■ **Required action**: In the records below, find each line with the word "missed" and copy it.

---+---

PR #1627, opened 2018-03-10
Perf Event interface with raw perf_event_attr argument

palmtenor:
Attaching BPF programs to Perf Events is a commonly used profiling and tracing tools. However, Kernel Perf Events system interface (i.e., `sys_perf_event_open`) has so many arguments and config combinations. We have recently experimented `pinned` events, events with different `sample_type`, events with difference `pricise_ip`, etc. and those are only small portion of all possible configs.

It is not possible for us to add all those options to either C++ API or `libbpf` interface. But those configs are definitely useful for experts and complex production systems.

Therefore, this PR adds `bpf_attach_perf_event_raw` / `attach_perf_event_raw` interface to `libbpf` and C++ API, that user would just provide a pointer to the raw `perf_event_attr` struct, and our libraries would handle rest of the attaching logic (loading program, opening and enabling, etc.)

Unfortunately on C++ API, the attached Perf Events are still uniquely keyed on `type` / `config` pair, which is not ideal. I am planning to change and improve that in separated PRs.

### DIFF
--- a/src/cc/api/BPF.cc
+++ b/src/cc/api/BPF.cc
@@ -15,6 +15,7 @@
  */
 
 #include <linux/bpf.h>
+#include <linux/perf_event.h>
 #include <unistd.h>
 #include <cstdio>
 #include <cstring>
@@ -292,12 +293,13 @@ StatusTuple BPF::attach_perf_event(uint32_t ev_type, uint32_t ev_config,
   int probe_fd;
   TRY2(load_func(probe_func, BPF_PROG_TYPE_PERF_EVENT, probe_fd));
 
-  auto fds = new std::map<int, int>();
   std::vector<int> cpus;
   if (cpu >= 0)
     cpus.push_back(cpu);
   else
     cpus = get_online_cpus();
+  auto fds = new std::vector<std::pair<int, int>>();
+  fds->reserve(cpus.size());
   for (int i : cpus) {
     int fd = bpf_attach_perf_event(probe_fd, ev_type, ev_config, sample_period,
                                    sample_freq, pid, i, group_fd);
@@ -309,7 +311,7 @@ StatusTuple BPF::attach_perf_event(uint32_t ev_type, uint32_t ev_config,
       return StatusTuple(-1, "Failed to attach perf event type %d config %d",
                          ev_type, ev_config);
     }
-    fds->emplace(i, fd);
+    fds->emplace_back(i, fd);
   }
 
   open_probe_t p = {};
@@ -317,6 +319,46 @@ StatusTuple BPF::attach_perf_event(uint32_t ev_type, uint32_t ev_config,
   p.per_cpu_fd = fds;
   perf_events_[ev_pair] = std::move(p);
   return StatusTuple(0);
+}
+
+StatusTuple BPF::attach_perf_event_raw(void* perf_event_attr,
+                                       const std::string& probe_func,
+                                       pid_t pid, int cpu, int group_fd) {
+  auto attr = static_cast<struct perf_event_attr*>(perf_event_attr);
+  auto ev_pair = std::make_pair(attr->type, attr->config);
+  if (perf_events_.find(ev_pair) != perf_events_.end())
+    return StatusTuple(-1, "Perf event type %d config %d already attached",
+                       attr->type, attr->config);
+
+  int probe_fd;
+  TRY2(load_func(probe_func, BPF_PROG_TYPE_PERF_EVENT, probe_fd));
+
+  std::vector<int> cpus;
+  if (cpu >= 0)
+    cpus.push_back(cpu);
+  else
+    cpus = get_online_cpus();
+  auto fds = new std::vector<std::pair<int, int>>();
+  fds->reserve(cpus.size());
+  for (int i : cpus) {
+    int fd = bpf_attach_perf_event_raw(probe_fd, attr, pid, i, group_fd);
+    if (fd < 0) {
+      for (const auto& it : *fds)
+        close(it.second);
+      delete fds;
+      TRY2(unload_func(probe_func));
+      return StatusTuple(-1, "Failed to attach perf event type %d config %d",
+                         attr->type, attr->config);
+    }
+    fds->emplace_back(i, fd);
+  }
+
+  open_probe_t p = {};
+  p.func = probe_func;
+  p.per_cpu_fd = fds;
+  perf_events_[ev_pair] = std::move(p);
+  return StatusTuple(0);
+
 }
 
 StatusTuple BPF::detach_kprobe(const std::string& kernel_func,
@@ -392,6 +434,11 @@ StatusTuple BPF::detach_perf_event(uint32_t ev_type, uint32_t ev_config) {
   TRY2(detach_perf_event_all_cpu(it->second));
   perf_events_.erase(it);
   return StatusTuple(0);
+}
+
+StatusTuple BPF::detach_perf_event_raw(void* perf_event_attr) {
+  auto attr = static_cast<struct perf_event_attr*>(perf_event_attr);
+  return detach_perf_event(attr->type, attr->config);
 }
 
 StatusTuple BPF::open_perf_event(const std::string& name, uint32_t type,
--- a/src/cc/api/BPF.h
+++ b/src/cc/api/BPF.h
@@ -36,7 +36,7 @@ namespace ebpf {
 struct open_probe_t {
   int perf_event_fd;
   std::string func;
-  std::map<int, int>* per_cpu_fd;
+  std::vector<std::pair<int, int>>* per_cpu_fd;
 };
 
 class USDT;
@@ -84,7 +84,12 @@ class BPF {
                                 uint64_t sample_period, uint64_t sample_freq,
                                 pid_t pid = -1, int cpu = -1,
                                 int group_fd = -1);
+  StatusTuple attach_perf_event_raw(void* perf_event_attr,
+                                    const std::string& probe_func,
+                                    pid_t pid = -1, int cpu = -1,
+                                    int group_fd = -1);
   StatusTuple detach_perf_event(uint32_t ev_type, uint32_t ev_config);
+  StatusTuple detach_perf_event_raw(void* perf_event_attr);
 
   BPFTable get_table(const std::string& name) {
     TableStorage::iterator it;
--- a/src/cc/libbpf.c
+++ b/src/cc/libbpf.c
@@ -1278,6 +1278,28 @@ cleanup:
     return ret;
 }
 
+int bpf_attach_perf_event_raw(int progfd, void *perf_event_attr, pid_t pid,
+                              int cpu, int group_fd) {
+  int fd = syscall(__NR_perf_event_open, perf_event_attr, pid, cpu, group_fd,
+                   PERF_FLAG_FD_CLOEXEC);
+  if (fd < 0) {
+    perror("perf_event_open failed");
+    return -1;
+  }
+  if (ioctl(fd, PERF_EVENT_IOC_SET_BPF, progfd) != 0) {
+    perror("ioctl(PERF_EVENT_IOC_SET_BPF) failed");
+    close(fd);
+    return -1;
+  }
+  if (ioctl(fd, PERF_EVENT_IOC_ENABLE, 0) != 0) {
+    perror("ioctl(PERF_EVENT_IOC_ENABLE) failed");
+    close(fd);
+    return -1;
+  }
+
+  return fd;
+}
+
 int bpf_attach_perf_event(int progfd, uint32_t ev_type, uint32_t ev_config,
                           uint64_t sample_period, uint64_t sample_freq,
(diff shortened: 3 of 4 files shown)


yonghong-song:
Agree with the rationale to add this new API to take raw config to cover user arbitrary use cases.
Could you add a test for this new API? Optionally, you can add an example for this new API if it represents real use case and it is quite different from the test.

Thanks!

palmtenor:
I actually plan to do a header update + test case once https://git.kernel.org/pub/scm/linux/kernel/git/bpf/bpf-next.git/commit/?id=95da0cdb723260362fc126a563285ac66a193da7 hits upstream, which would use the raw perf event interface as well. How does that sound?

yonghong-song:
You can start to implement a test/example once it hits net-next. Thanks!

drandynisbet:
Would it be possible to read the LBR on supprted x86's such as Skylake, using the bpf_attach_perf_event_raw,  or is it still a deal breaker in that we need access to the rdmsr instructions?

yonghong-song:
`bpf_attach_perf_event_raw` does not read lbr. The current kernel stack walking does not support lbr yet.

drandynisbet:
Hi,
sorry I was not clear, I'm not seeking to do full stack/capture walking at the moment. I'm interested in purely reading the LBR record, which on SkyLake is 32 entries long and storing this in a HASHMAP using an appropriate struct. I was wondering if the raw interface and then some use of bpf_perf_event_read_value or similar might be feasible. I'm interested in trying to develop prototype functionality for this supported by BPF. I haven't scoped what is required in terms or implementing additional kernel helpers versus BPF library code, but I guess it would be feasible to try this out in a VM development environment with modified kernels etc.

yonghong-song:
Did not check. bpf_perf_event_read_value gets the value from perf core. I guess its value could be from lbr if the lbr sampling method is used. I could be wrong though.

drandynisbet:
Hi,
I've got a few questions on how to use/test bpf_perf_event_read_value ...
1. How do I create an appropriate map type for the first argument of bpf_perf_event_read_value?  I cannot create a simple BPF_PERF_ARRAY as I need 16/32 LBR entries - see struct sampleLBR 

2 The structure for the LBR information with 32 entries is over 512bytes long - so it cannot be passed on the stack - how can I get round this limitation. 

3. Should I be using bpf_perf_prog_read_value instead?

Note: I am trying to create a BPF test example that reads LBR based on tests/cc/test_perf_event.cc and a standalone C++ program that uses perf_event_open to sample the LBR performance counter information. See below for the skeleton outline of the BPF code. Ive omitted the C++ that does the attach_perf_event_raw ... 
 
Using bpf_perf_prog_read_value the BPF stack limit of 512 bytes is exceeded. Reducing the LBR entries buffer from 32 to 16 got round this problem, but the call to bpf_prog_read_value returns the error code of -22 - potentially related to an incorrect map type.

Using bpf_perf_event_read_value ... I get various errors from the JIT compiler ... typically related to loads dependent on what type of MAP ~(HASH, ARRAY etc) is supplied as an argument to bpf_perf_event_read_value ....
  
e.g ...
BPF_LD_[ABS|IND] instructions not allowed for this program type
and 
65: BUG_ld_88
invalid BPF_LD mode



TEST_CASE("test attach perf event RAW", "[bpf_perf_event]") {
#if LINUX_VERSION_CODE >= KERNEL_VERSION(4, 9, 0)
  const std::string BPF_PROGRAM = R"( 
#include <linux/perf_event.h>
    BPF_HASH(pid, int, u64, 1);
    BPF_HASH(ret, int, int, 1);
    struct sampleLBR
        {
            struct perf_event_header header;
            size_t size;
            struct perf_branch_entry values[16]; // 32 entries in reality for Skylake
        };
    // tried the combinations below ...
    BPF_HASH(counter, int, struct sampleLBR, 4);
    //BPF_PERCPU_ARRAY(counter,  struct sampleLBR, 4);
    //BPF_ARRAY(counter, struct sampleLBR, 4);


  
    int on_event(void *ctx) { 
      int zero = 0;
      struct sampleLBR d = {0};
      
      u64 p = bpf_get_current_pid_tgid();
      pid.update(&zero, &p);
    #if LINUX_VERSION_CODE >= KERNEL_VERSION(4, 15, 0)
/**** TRIED the combinations below ...  what type should counter be 
*****/
      //int r = bpf_perf_prog_read_value(ctx, &d, sizeof(d));
      int r = bpf_perf_event_read_value(&counter, BPF_F_CURRENT_CPU, &d, sizeof(d));
      ret.update(&zero, &r); // use this to get the 
      counter.update(&zero, &d);
    #endif
      return 0;
    }
  )";

yonghong-song:
Please look at the example 
https://github.com/torvalds/linux/blob/master/samples/bpf/tracex6_kern.c
in kernel/samples/bpf.

`bpf_perf_event_read_value` is used to read the counter periodically by bpf program. Its counter value is associated with a particular perf event. This only applies to a single 64bit counter as configured by perf event.

One usage of lbr is to do stack unwinding if the application is compiled without framepointer enabled. This needs kernel support though.

drandynisbet:
Many thanks, but do you mean that reading LBR is not possible using bpf_perf_event_read_value as LBR is not a single 64bit counter?  In my example, (as configured), the intention is that an interrupt calls the BPF program that will read the LBR. 

Also, I must still be doing something stupid .... still cannot define the appropriate map type as I get the issue below during JIT/verification - the type of the struct such as sampleLBR in the values2 map is irrelevant. 

/virtual/main.c:23:1: error: unsupported map type: maps
struct bpf_map_def SEC("maps") values2 =  {
^
1 error generated.
 From the BPF c ....

struct sampleLBR
        {
            struct perf_event_header header;
            size_t size;
            struct perf_branch_entry values[32];
        };

struct bpf_map_def SEC("maps") values2 = {
        .type = BPF_MAP_TYPE_HASH,
        .key_size = sizeof(int),
        .value_size = sizeof(struct sampleLBR),
        .max_entries = 64,
};

palmtenor:
As @yonghong-song said, `bpf_perf_event_read_value` is to read counter values, like `perf stat`. Recording LBR (or any other things you'd expect to get in the `PERF_RECORD_SAMPLE` struct) requires Kernel copying them into the actual `bpf_perf_event_data` context. We currently only `sample_period` and `addr`. There were indeed talks to add LBR recording as well. If you can submit a Kernel patch it would be great (like https://github.com/torvalds/linux/commit/95da0cdb723260362fc126a563285ac66a193da7), but as you said the LBR records are kind of large and I'm not sure if it's going to create issues with verifier.

drandynisbet:
@palmtenor  and @yonghong-song are there any pointers to relevant information such as BPF design overview, email threads (BPF interactions with the kernel perspectives), plus any information on interactions with perf/PMUs that you might be able to direct me to that are relevant to improving access to PMUs for BPF? Hopefully it is not just a case of UTSL?  

This would very much need to be a background out of work time task for me.  From my perspective there is a need to enable bpf.attach_perf_event_raw and perf_event_read_value to support accessing arbitrary PMU counter information.  
Cheers,
Andy

yonghong-song:
cilium is great source of bpf documentation although it slightly tilts to networking.
https://cilium.readthedocs.io/en/v1.3/bpf/

The documentation of bpf on tracing side has been scarce. The best probably is checking
git log for kernel file `git log kernel/trace/bpf_trace.c` which should give most information
about bpf supported related to tracing.

drandynisbet:
Are there any known issues with perf_read on a BPF_PERF_ARRAY? I sometimes (with reasonably high probability) get identical values for CPU_CYCLES inside a RAW_TRACEPOINT_PROBE in sched_switch ...  I have configured 6 performance counters using open_perf_event (on a kaby lake with hyper threading turned off - 4 cores), kernel  5.0.0-37-generic 

Pseudo code.... 
RAW_TRACEPOINT_PROBE(sched_switch) {
read counters into currentVALUES
if(prevPIDstate == TASK_RUNNING) {
      if(prevPID == myPID) {
             get/initialise/update struct from a MAP on a per thread basis for myPID, increment counter values  associated with lastVALUES  and currentVALUES
            Added debugging to count how many times the CPU_CYCLES  (currentVALUES -lastVALUES) was zero ...
            if 100 quanta have passed do a perf submit
      }
}
lastVALUES =  counter values read into currentVALUES
}
Have I misunderstood something basic regarding sched_switch, or the rate at which counters from the PMU can be read/are updated ... the probability of  logging 1 or more zero CPU_CYCLE changes across 100 quanta is approximately 0.6 per thread ....  I'm running a java workload ... not that it matters.

drandynisbet:
BPF_PERF_ARRAY(cpucounters, NUM_CPUS);

And if I try in  my sched_switch attacked tracepoint ... 
struct bpf_perf_event_value cyclebuf;
error = bpf_perf_event_read_value((void *) &cpucounters,cpu,&cyclebuf,sizeof(cyclebuf));

I get unknown opcode ... unknown opcode a0 .... obviously I have done something wrong or missed nuances of the linux kernel example ... I configured the counters using open_perf_event ...

yonghong-song:
@drandynisbet I suggest you put a reproducible code here so people can help. It is hard to check whether this is due to program logic or it may be just what it should be.

drandynisbet:
@yonghong-song  Apologies, ... I've now double checked with perf and the counters are indeed multiplexed for that specific configuration of events, even if the watchdog timer NMI is disabled - so it is entirely reasonable to get zero cpu cycle counter changes between timeslices as the kernel multiplexes the events. I will produce a python/C file for the bpf_perf_event_read_value  issue shortly

drandynisbet:
bpf_perf_event_read_value issue - apologies in advance for the hacky code, and also if I've done something dumb ...  run as sudo ./examplebpf.txt -p PID ... 
Failed to load program: Invalid argument
unknown opcode d8

HINT: The 'unknown opcode' can happen if you reference a global or static variable, or data in read-only section. For example, 'char *p = "hello"' will result in p referencing a read-only section, and 'char p[] = "hello"' will have "hello" stored on the stack.

[examplebpf.txt](https://github.com/iovisor/bcc/files/3939819/examplebpf.txt)

yonghong-song:
The linux kernel bpf helper bpf_perf_event_read_value has the following signature:
```
int bpf_perf_event_read_value(struct bpf_map *map, u64 flags, struct bpf_perf_event_value *buf, u32 buf_size)
```
The first parameter is a `map` pointer. For kernel libbpf, the loader will replaces it to a map_fd.
In bcc, bcc will replace with first pseudo_map_fd and then a real map_fd (see b_frontend_action.cc and bpf_module.cc for details).

Since bcc does not do relocation, you will hit the issue like
```
Failed to load program: Invalid argument
unknown opcode d8
```

To fix the issue, we need to introduce a bcc intrinsic function like
```
map.perf_read_value(flag, buf, buf_size)
```
will internally be transformed to
```
bpf_perf_event_read_value(map_pseudo_id, flag, buf, buf_size).
```
The implementation should be done in b_frontend_actions.cc, you can look at other bcc intrinsics for examples.

Do you want to help make a contribution for this?

drandynisbet:
@yonghong-song I will take a look first and try to follow how it works (next week), and then try to ask some sensible questions If I get stuck. I was also planning on adding some documentation and examples for configuring and accessing performance counters. It will help me as I do plan to look at reading LBR.

yonghong-song:
@drandynisbet  sounds good! Thank you.

drandynisbet:
Sorry I have not made progress with LBR - but one of our students has an issue the following code to access  a perf counter - unc_cbo_cache_lookup.read_i 

cnt1.open_perf_event(11,0x1834)

We obtain the configuration values  of 11, 0x1834 using 
sudo perf stat -vv -e unc_cbo_cache_lookup.read_i /bin/ls

The perf stat command works fine, but for the BPF - it prints an perf_event_open: Invalid argument, and all reads of the counter are -2 (I guess it's not being configured correctly).

Have we missed something obvious, concerning the uncore counter, my understanding was that any simple 64 bit counters should work in this way?  

This is  on    Ubuntu 20.04 LTS,5.4.0-33-generic, built from source release of  bcc release v0.14.0
Again - apologies in advance if we've missed something obvious.

Andy

drandynisbet:
Ill take a look at strace of perf stat and the BCC python and see what's up with the arguments etc ..

drandynisbet:
The failing BCC results in a call to perf_event_open({type=0xb /* PERF_TYPE_??? */, size=0 /* PERF_ATTR_SIZE_??? */, config=0x1834, ...}, -1, 0, -1, PERF_FLAG_FD_CLOEXEC) = -1 EINVAL (Invalid argument)

Whereas the perf version (stat) sys_perf_event_open: pid -1  cpu 0  group_fd -1  flags 0x8perf_event_open({type=0xb /* PERF_TYPE_??? */, size=:q, config=0x1834, ...}, -1, 0, -1, PERF_FLAG_FD_CLOEXEC) = -1 EINVAL (Invalid argument)

Although this then goes on to succesfully open/work with perf stat. I guess the size being set to zero is an issue ...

---+---

■ **Response area**:
I get unknown opcode ... unknown opcode a0 .... obviously I have done something wrong or missed nuances of the linux kernel example ... I configured the counters using open_perf_event ...
Have we missed something obvious, concerning the uncore counter, my understanding was that any simple 64 bit counters should work in this way?  
Again - apologies in advance if we've missed something obvious.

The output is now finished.